No.404 5点 判事への花束- マージェリー・アリンガム 2018/09/16 23:33
アリンガムというとその昔は訳書が少なくて、よくわからない作家の代表みたいなものだったけど、少ない訳書の本作、読んだらどんな作家か更にわからなくなるような作品だ。
2代目として従兄弟たちが経営する老舗出版社の金庫室で、共同経営者の一人の死体が見つかった。その男、数日前から失踪していて、心配した従兄弟の一人が、友人のキャムピオン氏に調査を依頼していた。が、その従兄弟が検屍法廷での評決で犯人に指名されてしまった。前日にその金庫室に入ったのに、そこにあったはずの死体を見ていなかったのだ。いよいよ裁判が始まる。キャムピオン氏は友人の無実を信じて調査を開始した....20年前に不可解な人間消失を遂げた別な従兄弟の事件、社宝とされてきた古典作家のエロ戯曲原稿の行方は?

と書くととてもおもしろそうなんだけど、ほぼあらゆる要素が腰砕ける、というとんでもない作品なんだよ。

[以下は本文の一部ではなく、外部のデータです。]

PR #1335, opened 2020-10-11
Prepare to multithreaded use of PartnerConnection

3DRaven:
Hi. We had discussion about MT of PartnerConnection. You really use shared state of headers and options. So, for preparing of multithreaded manner of use PartnerConnection I moved this options to constructor. Because this options really always set as constants. And as additional, create of bulk job made sunchronized. 

This made for further add new functionality in spring-boot-teiid project with connection pool.

### DIFF
--- a/connectors/salesforce/translator-salesforce/src/main/java/org/teiid/salesforce/BaseSalesforceConnection.java
+++ b/connectors/salesforce/translator-salesforce/src/main/java/org/teiid/salesforce/BaseSalesforceConnection.java
@@ -95,7 +95,8 @@ public abstract class BaseSalesforceConnection<T extends SalesforceConfiguration
     public BaseSalesforceConnection(T salesforceConfig) throws AsyncApiException, ConnectionException {
         config = createConnectorConfig(salesforceConfig);
         partnerConnection = login(salesforceConfig, config);
-
+        partnerConnection.setMruHeader(false); //Because really MRU used only in query and always false
+        partnerConnection.setQueryOptions(2000);//Because we have hard SF limit and really this value always is 2000
         String endpoint = config.getServiceEndpoint();
         // The endpoint for the Bulk API service is the same as for the normal
         // SOAP uri until the /Soap/ part. From here it's '/async/versionNumber'
@@ -199,44 +200,29 @@ public abstract class BaseSalesforceConnection<T extends SalesforceConfiguration
         return partnerConnection;
     }
 
-    public QueryResult query(String queryString, int batchSize, boolean queryAll) throws TranslatorException {
-
-        if(batchSize > 2000) {
-            batchSize = 2000;
-            LogManager.logDetail(LogConstants.CTX_CONNECTOR, "reduced.batch.size"); //$NON-NLS-1$
-        }
+    @Override
+    public QueryResult query(String queryString, boolean queryAll) throws TranslatorException {
 
         QueryResult qr = null;
-        partnerConnection.setQueryOptions(batchSize);
         try {
             if(queryAll) {
                 qr = partnerConnection.queryAll(queryString);
             } else {
-                partnerConnection.setMruHeader(false);
                 qr = partnerConnection.query(queryString);
             }
         } catch (ConnectionException e) {
             throw new TranslatorException(e);
-        } finally {
-            partnerConnection.clearMruHeader();
-            partnerConnection.clearQueryOptions();
         }
         return qr;
     }
 
-    public QueryResult queryMore(String queryLocator, int batchSize) throws TranslatorException {
-        if(batchSize > 2000) {
-            batchSize = 2000;
-            LogManager.logDetail(LogConstants.CTX_CONNECTOR, "reduced.batch.size"); //$NON-NLS-1$
-        }
-
-        partnerConnection.setQueryOptions(batchSize);
-        try {
+    @Override
+    public QueryResult queryMore(String queryLocator) throws TranslatorException {
+        
+    	try {
             return partnerConnection.queryMore(queryLocator);
         } catch (ConnectionException e) {
             throw new TranslatorException(e);
-        } finally {
-            partnerConnection.clearQueryOptions();
         }
 
     }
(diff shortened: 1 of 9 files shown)


shawkins:
This doesn't quite capture the intention of setting the batch size as it will now always be fixed at 2000.  The engine depending upon the data width of the expected result and the setting for the processing batch size is passing a calculated value.  For particularly wide results, 2000 could be too large of a value.

I'm fine setting the mru to false by default.

The synchronization around the bulkconnection can be avoided by either creating another member bulkconnection specifically for chunking, or to change the logic in the method to create a new bulkconnection for chunking.

This also doesn't address the security related issue - that a single credential will be associated with all usage.

All of this is because you are trying to avoid a connection pool in teiid-spring-boot correct?  Have you looked into adding pooling support, or do you have a hard expectation of using a single connection in a multi-threaded manner?

3DRaven:
> This doesn't quite capture the intention of setting the batch size as it will now always be fixed at 2000. The engine depending upon the data width of the expected result and the setting for the processing batch size is passing a calculated value. For particularly wide results, 2000 could be too large of a value.

Ok, I found calculation of FetchSize in registerRequest. Tnx. 
class RegisterRequestParameter have field fetchSize, this field really used.

https://developer.salesforce.com/docs/atlas.en-us.api.meta/api/sforce_api_header_queryoptions.htm

In SOAP Docs wrote: "changes are sometimes made to maximize performance". Have you are checking about performance when we set batchSize? May be default value as 500 is good choice for this (as good start may be)? Now we are have lot of problems because we used one connection per request in teiid-spring-boot (we made our solution as workaround for this, for maximize performance, but it is just "Ugly hack") and in wildfly connection pool really is not working.

https://issues.redhat.com/browse/TEIID-6041
I checked really resource adapter do not create any connections for pool when wildfly started (init connections and min connections is not work and connections is closing immediately after request).

> The synchronization around the bulkconnection can be avoided by either creating another member bulkconnection specifically for chunking, or to change the logic in the method to create a new bulkconnection for chunking.

Ok, I will create new object BulkConnection if it is normal.

> This also doesn't address the security related issue - that a single credential will be associated with all usage.

Can you describe real scenarios when Teiid try to use multiple credentials for connect to salesforce in one resource adapter (for wildfly) or get multiple credentials when start new connection per request in spring-boot-teiid?

> All of this is because you are trying to avoid a connection pool in teiid-spring-boot correct? Have you looked into adding pooling support, or do you have a hard expectation of using a single connection in a multi-threaded manner?

I think we can use one connection with multithreaded manner and add connections pool too to spring-boot-teiid. In other scenarios we need to make size of pool=number of requests executed in server parallel, this is expensive as I think.

shawkins:
> I checked really resource adapter do not create any connections for pool when wildfly started (init connections and min connections is not work and connections is closing immediately after request).

I think there is some confusion on that issue.  Are you talking about the Teiid SalesforceConnection, or the http connection for the initial login?  It's expected that the latter will close.  If you do a cli operation to get the connection count in the pool you should see the expected connections.

> Can you describe real scenarios when Teiid try to use multiple credentials for connect to salesforce in one resource adapter (for wildfly) or get multiple credentials when start new connection per request in spring-boot-teiid?

Teiid supports credential delegation from the user login to the underlying connection pool.  With the use of login modules you can do quite a bit in that regard.  That is not currently supported by Teiid Spring Boot - there's no delegation nor login modules in play.  At a minimum the goal is to keep any logic that presumes a single login for all connections out of Teiid core.

3DRaven:
>  If you do a cli operation to get the connection count in the pool you should see the expected connections.

I spend lot of time for search this CLI commands, but I got only "resource not found" for all commands for pool statistics
{code}
/subsystem=resource-adapters/resource-adapter=salesforcefour:write-attribute(name=statistics-enabled,value=true)
/subsystem=resource-adapters/resource-adapter=salesforcefour/connection-definitions=sfDS41:read-resource(include-runtime=true)
/subsystem=resource-adapters/statistics=statistics/connection-definitions=java\:\/sfDS41:read-resource(include-runtime=true)
{code}

this commands was not work.

Can you take commands please for checking?

> Teiid supports credential delegation from the user login to the underlying connection pool. With the use of login modules you can do quite a bit in that regard. That is not currently supported by Teiid Spring Boot - there's no delegation nor login modules in play. At a minimum the goal is to keep any logic that presumes a single login for all connections out of Teiid core.

Ok, as I understand I can make multi-thread connection using with same credentials at SalesforceConnection level? 
So, plan:
**Phase 1**
1. Change synchronized(this) to new object creation.
2. Set batchSize to default value (500 in documentation) in connection, but do not change fetchSize calculation in engine (for futher development).
3. Use SalesforceConnection in multi-thread manner with one credentials.
**Phase 2**
1. Make melti-threaded reusable single connection in spring-boot-teiid.
**Phase 3**
1. Make multithreaded reusable connections pool in spring-boo-teiid.

As you think?

shawkins:
> Can you take commands please for checking?

/subsystem=resource-adapters/resource-adapter=salesforcefour:write-attribute(name=statistics-enabled,value=true)

Is roughly how that would be set for JDBC.  For other resource adapters it is specified on the pool for the given connection definition:

/subsystem=resource-adapters/resource-adapter=salesforcefour/connection-definitions=sfDS/statistics=pool:write-attribute(name=statistics-enabled, value=true)

You just need to substitute in the name of the connection definition you used - that is the logical name, which is likely not the jndi name.  You can auto complete on subsystem=resource-adapters/resource-adapter=salesforcefour/connection-definitions= to see your connection definition names.  You should then be able to read the pool statistics against that connection definition name.

> Set batchSize to default value (500 in documentation) in connection, but do not change fetchSize calculation in engine (for futher development).

That's not a great solution.  Also you would use a connection in a multi-threaded manner, or via a connection pool - you don't need to do both.  

The core issue here is the statefulness of the salesforce api and the usage pattern with Teiid.  It seems simpler to approach this in a similar way as the bulk connection logic - just create new partner connection when needed to account for batch sizes and other stateful information.  

If you take the connector config post login that has the session id and service url set and mark it as manual login:

config.setManualLogin(true);

Then it can be passed to a new PartnerConnection and avoid the remote call to login.  Does that make sense?

shawkins:
Closing and replacing with https://issues.redhat.com/browse/TEIID-6052 which will be implemented as described in the last comment.

3DRaven:
I made this in myself code in app by replace Teiid beans. But this is just hack because I had some problems with discussion about this PR :) But now I do not need this workaround, tnx :)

「判事への花束」とタイトルはついていてもガチの法廷攻防があるわけでもないし、最終的にはうやむやになる。アリバイ工作もないわけじゃないが、正面切ってどうこうというものでもない。犯行方法はやや変わってるが、びっくりするようなものでもない。人間消失も大したものでもない。キャムピオン氏と元泥棒の召使とのやり取りが気が利いている、というほどでもない....こうやってまとめてみると、いいところ一つもないな(苦笑)。
しかしね、幕切れが関係者の「その後」を描いていて、これがなかなか、いい。いいと言うのもオカシな話だと思いながらも、評者とか妙な共感をおぼえるんだ。アリンガムって、わけがわかんない作家だ....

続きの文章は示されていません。